Prompt: Pull out every line below that holds the word "tested".

Given information:

PR #208, opened 2021-10-29
docs(eslint-plugin-x): Update readme to reference the correct package

ivantxu:
Updated Readme on the eslint-plugin-x package to reference the correct package (@empathyco), was previously mentioning @empathy.


pmareke (approved):
Great, thanks!

PR #218, opened 2021-11-10
feat(tagging): add `SessionService` [EX-4875]

pmareke:
# Pull request template

EX-4875

## Motivation and context

This PR adds a new session id service, which allows us to get and remove the current session id.

## Type of change

- [x] `Main`
- [ ] Other. Specify:

## How has this been tested?

In order to see the new property in the `localstorage` you should register the tagging module in the `Layout` and add the `wireServices` in the tagging wiring.

## Checklist:

### DIFF
--- a/packages/x-components/.eslintrc.js
+++ b/packages/x-components/.eslintrc.js
@@ -5,6 +5,7 @@ module.exports = {
     project: 'tsconfig.eslint.json'
   },
   rules: {
-    'no-dupe-class-members': 'off'
+    'no-dupe-class-members': 'off',
+    '@typescript-eslint/no-unused-vars-experimental': 'off'
   }
 };
--- a/packages/x-components/src/x-modules/tagging/service/__tests__/session.service.spec.ts
+++ b/packages/x-components/src/x-modules/tagging/service/__tests__/session.service.spec.ts
@@ -1,0 +1,89 @@
+import { DefaultSessionService } from '../session.service';
+import { StorageService } from '../types';
+
+/**
+ * Storage Service mock version.
+ *
+ * @internal
+ */
+class MockedStorageService implements StorageService {
+  getSessionIdSpy = jest.fn();
+  setSessionIdSpy = jest.fn();
+  removeSessionIdSpy = jest.fn();
+
+  constructor(protected storage: Storage, protected prefix: string) {
+  }
+
+  getPrefix(): string {
+    return this.prefix;
+  }
+
+  injectGetResponse(key: string): void {
+    this.getSessionIdSpy.mockReturnValue(key);
+  }
+
+  getItem<T = any>(key: string): any {
+    return this.getSessionIdSpy(key);
+  }
+
+  setItem(key: string, item: any, ttlInMs?: number) {
+    this.setSessionIdSpy(key, item, ttlInMs);
+  }
+
+  removeItem<T = any>(key: string): any {
+    this.removeSessionIdSpy(key);
+    return key;
+  }
+
+  clear(): number {
+    return  0;
+  }
+}
+
+const prefix = 'test';
+const mockedStorageService = new MockedStorageService(localStorage, prefix);
+const sessionService  = new DefaultSessionService(mockedStorageService, 1);
+
+describe('testing session id service', () => {
+  afterEach(() => {
+    jest.clearAllMocks();
+  });
+
+  it('creates a new session id', () => {
+    const session = sessionService.getSessionId();
+    expect(mockedStorageService.getPrefix()).toBe(prefix);
+    expect(mockedStorageService.getSessionIdSpy).toHaveBeenCalledTimes(1);
+    expect(mockedStorageService.setSessionIdSpy).toHaveBeenCalledTimes(1);
+    expect(mockedStorageService.removeSessionIdSpy).not.toHaveBeenCalled();
+    expect(mockedStorageService.setSessionIdSpy).toHaveBeenCalledWith(
+      'session-id',
+      expect.any(String),
+      expect.any(Number)
+    );
+    expect(session).toHaveLength(21);
+    expect(session).toMatch(/[A-Za-z0-9_-]/);
+  });
+
+  it('returns an existing session id', () => {
+    mockedStorageService.injectGetResponse('session-id');
+    const session = sessionService.getSessionId();
+    expect(mockedStorageService.getPrefix()).toBe(prefix);
+    expect(mockedStorageService.getSessionIdSpy).toHaveBeenCalledTimes(1);
+    expect(mockedStorageService.setSessionIdSpy).toHaveBeenCalledTimes(1);
+    expect(mockedStorageService.removeSessionIdSpy).not.toHaveBeenCalled();
+    expect(mockedStorageService.setSessionIdSpy).toHaveBeenCalledWith(
+      'session-id',
+      'session-id',
+      expect.any(Number)
+    );
+    expect(session).toBe('session-id');
+  });
+
+  it('removes an existing session id', () => {
+    sessionService.clearSessionId();
+    expect(mockedStorageService.getPrefix()).toBe(prefix);
+    expect(mockedStorageService.getSessionIdSpy).not.toHaveBeenCalled();
+    expect(mockedStorageService.setSessionIdSpy).not.toHaveBeenCalled();
+    expect(mockedStorageService.removeSessionIdSpy).toHaveBeenCalledTimes(1);
+  });
+});
--- a/packages/x-components/src/x-modules/tagging/service/__tests__/session.service.spec.ts
+++ b/packages/x-components/src/x-modules/tagging/service/__tests__/session.service.spec.ts
@@ -26,7 +26,7 @@ describe('testing session id service', () => {
   });
 
   it('returns an existing session id', () => {
-    mockedStorageService.injectGetResponse('session-id');
+    mockedStorageService.injectGetResponse('abcd-1234');
     const session = sessionService.getSessionId();
     expect(mockedStorageService.getPrefix()).toBe(prefix);
     expect(mockedStorageService.getSessionIdSpy).toHaveBeenCalledTimes(1);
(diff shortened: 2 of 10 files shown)


packages/x-components/.eslintrc.js
```diff
@@ -5,6 +5,7 @@ module.exports = {
     project: 'tsconfig.eslint.json'
   },
   rules: {
-    'no-dupe-class-members': 'off'
+    'no-dupe-class-members': 'off',
+    '@typescript-eslint/no-unused-vars-experimental': 'off'
```
pmareke, line 9: I don't know why, but the lint is falling and I'm not able to fix it.




Is something related with the `MockedStorageService`

packages/x-components/src/x-modules/tagging/service/__tests__/session.service.spec.ts
```diff
@@ -0,0 +1,50 @@
+import { DefaultSessionService } from '../session.service';
+import { MockedStorageService } from './utils/mock-storage.service';
+
+describe('testing session id service', () => {
+  const prefix = 'test';
+  const mockedStorageService = new MockedStorageService(prefix);
```
pmareke, line 6: In order to test the SessionService I mocked a custom service in order to spy the calls and the payloads.

packages/x-components/.eslintrc.js
pmareke: After some research I've discovered that we're using `@typescript-eslint/eslint-plugin": "^3.1.0"` and this rule was remove in the version [5](https://github.com/typescript-eslint/typescript-eslint/blob/4875cd6d224db67337f066d2a2cfb15e00587cf8/CHANGELOG.md#500-2021-10-11)

image

packages/x-components/src/x-modules/tagging/service/types.ts
```diff
@@ -0,0 +1,21 @@
...
+export interface SessionService {
+  /**
+   * Get the current session id from the storage:
+   * * If it's present then:
+   * * * If it's valid just return it.
+   * * * If it's outdated it will generate a new one.
+   * * If not creates a new one.
+   *
+   * @returns The session id.
+   */
```
tiborux, line 15:
```suggestion
  /**
   * Get the current session id from the storage.
   *
   * @returns The session id.
   */
```

We are explaining what it's doing in the other file. I think that its enough to say that is returning you the session id.

packages/x-components/src/x-modules/tagging/service/__tests__/session.service.spec.ts
```diff
@@ -0,0 +1,50 @@
...
+  const sessionService = new DefaultSessionService(mockedStorageService, 1);
+
+  afterEach(() => {
+    jest.clearAllMocks();
+  });
+
+  it('creates a new session id', () => {
+    const session = sessionService.getSessionId();
+    expect(mockedStorageService.getPrefix()).toBe(prefix);
+    expect(mockedStorageService.getSessionIdSpy).toHaveBeenCalledTimes(1);
```
tiborux, line 16: can we extract the equal part to an auxiliary function? Like:

```
check(value: string) {
    expect(mockedStorageService.getPrefix()).toBe(prefix);
    expect(mockedStorageService.getSessionIdSpy).toHaveBeenCalledTimes(1);
    expect(mockedStorageService.setSessionIdSpy).toHaveBeenCalledTimes(1);
    expect(mockedStorageService.removeSessionIdSpy).not.toHaveBeenCalled();
    expect(mockedStorageService.setSessionIdSpy).toHaveBeenCalledWith(
      'session-id',
      value,
      expect.any(Number)
    );


}
```

packages/x-components/src/x-modules/tagging/service/__tests__/session.service.spec.ts
```diff
@@ -0,0 +1,50 @@
...
+    expect(mockedStorageService.setSessionIdSpy).toHaveBeenCalledTimes(1);
+    expect(mockedStorageService.removeSessionIdSpy).not.toHaveBeenCalled();
```
LuisMartinez15, line 18: I don't think this check is necessary here. Why should we check `removeSessionId` if has been called or not here?

```suggestion
```

packages/x-components/src/x-modules/tagging/service/__tests__/session.service.spec.ts
```diff
@@ -0,0 +1,50 @@
...
+describe('testing session id service', () => {
+  const prefix = 'test';
+  const mockedStorageService = new MockedStorageService(prefix);
+  const sessionService = new DefaultSessionService(mockedStorageService, 1);
+
+  afterEach(() => {
+    jest.clearAllMocks();
+  });
+
+  it('creates a new session id', () => {
```
LuisMartinez15, line 13:
```suggestion
  it('creates a new session id when calling getSessionId and a session does not exist', () => {
```

tiborux (changes requested):
Good job!

packages/x-components/src/x-modules/tagging/service/__tests__/session.service.spec.ts
```diff
@@ -0,0 +1,50 @@
...
+    expect(session).toMatch(/[A-Za-z0-9_-]/);
+  });
+
+  it('returns an existing session id', () => {
+    mockedStorageService.injectGetResponse('abcd-1234');
+    const session = sessionService.getSessionId();
+    expect(mockedStorageService.getPrefix()).toBe(prefix);
+    expect(mockedStorageService.getSessionIdSpy).toHaveBeenCalledTimes(1);
+    expect(mockedStorageService.setSessionIdSpy).toHaveBeenCalledTimes(1);
+    expect(mockedStorageService.removeSessionIdSpy).not.toHaveBeenCalled();
```
LuisMartinez15, line 34: Same as above. I don't think checking this provides any value to this test.

```suggestion
```

packages/x-components/src/x-modules/tagging/service/__tests__/session.service.spec.ts
```diff
@@ -0,0 +1,50 @@
+import { DefaultSessionService } from '../session.service';
+import { MockedStorageService } from './utils/mock-storage.service';
+
+describe('testing session id service', () => {
+  const prefix = 'test';
+  const mockedStorageService = new MockedStorageService(prefix);
+  const sessionService = new DefaultSessionService(mockedStorageService, 1);
+
+  afterEach(() => {
```
LuisMartinez15, line 9: Use `beforeEach` instead of `afterEach` whenever possible.

```suggestion
  beforeEach(() => {
```
```suggestion
  afterEach(() => {
```

packages/x-components/src/x-modules/tagging/service/__tests__/utils/mock-storage.service.ts
```diff
@@ -0,0 +1,37 @@
...
+
+  public constructor(protected _prefix: string) {
+    super(undefined, _prefix);
+  }
+
+  getPrefix(): string {
+    return this._prefix;
+  }
+
+  injectGetResponse(key: string): void {
```
LuisMartinez15, line 21: This name is a little bit weird as I needed to look to the code to see the real intention, what about `mockSessionIdValue`?

packages/x-components/src/x-modules/tagging/service/__tests__/session.service.spec.ts
```diff
@@ -0,0 +1,50 @@
...
+      expect.any(Number)
+    );
+    expect(session).toBe('abcd-1234');
+  });
+
+  it('removes an existing session id', () => {
+    sessionService.clearSessionId();
+    expect(mockedStorageService.getPrefix()).toBe(prefix);
+    expect(mockedStorageService.getSessionIdSpy).not.toHaveBeenCalled();
+    expect(mockedStorageService.setSessionIdSpy).not.toHaveBeenCalled();
```
LuisMartinez15, line 47: These checks do not provide any value for this test.
Where and when was the sessionId created? Shouldn't we check after calling `clearSessionId()` that there is no `session` in the `storage`?

packages/x-components/src/x-modules/tagging/service/__tests__/session.service.spec.ts
```diff
@@ -0,0 +1,50 @@
...
+    expect(mockedStorageService.removeSessionIdSpy).toHaveBeenCalledTimes(1);
+  });
+});
```
LuisMartinez15, line 50: Shouldn't we also test the refresh `session` scenario?

LuisMartinez15 (changes requested):

packages/x-components/src/x-modules/tagging/service/session.service.ts
```diff
@@ -0,0 +1,55 @@
...
+  }
+
+  /**
+   * Generates an unique session id.
+   *
+   * @returns The new session id.
+   *
+   * @internal
+   */
+  private createSessionId = (): string => nanoid();
```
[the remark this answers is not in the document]
pmareke: Honestly right now it doesn't but I wasn't sure if in the future this generation could change.

For now I'm going to remove it, thanks!.

packages/x-components/src/x-modules/tagging/service/__tests__/session.service.spec.ts
pmareke: I'm not sure if we need to test anything related to the `storage`, I don't care what happens in the storage package.

I'll remove this two `not.toHaveBeenCalled` lines.

packages/x-components/src/x-modules/tagging/service/__tests__/session.service.spec.ts
pmareke: It's a nice idea but it only repeats two times so I prefer to keep like it is.

packages/x-components/src/x-modules/tagging/service/__tests__/session.service.spec.ts
LuisMartinez15: As you said it is "implicitly" tested in the second test case 👍🏿

LuisMartinez15 (approved):

LuisMartinez15:
amazing job, keep it up avilesino! 💪🏿

tiborux (approved):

Output of the task:
## How has this been tested?
LuisMartinez15: As you said it is "implicitly" tested in the second test case 👍🏿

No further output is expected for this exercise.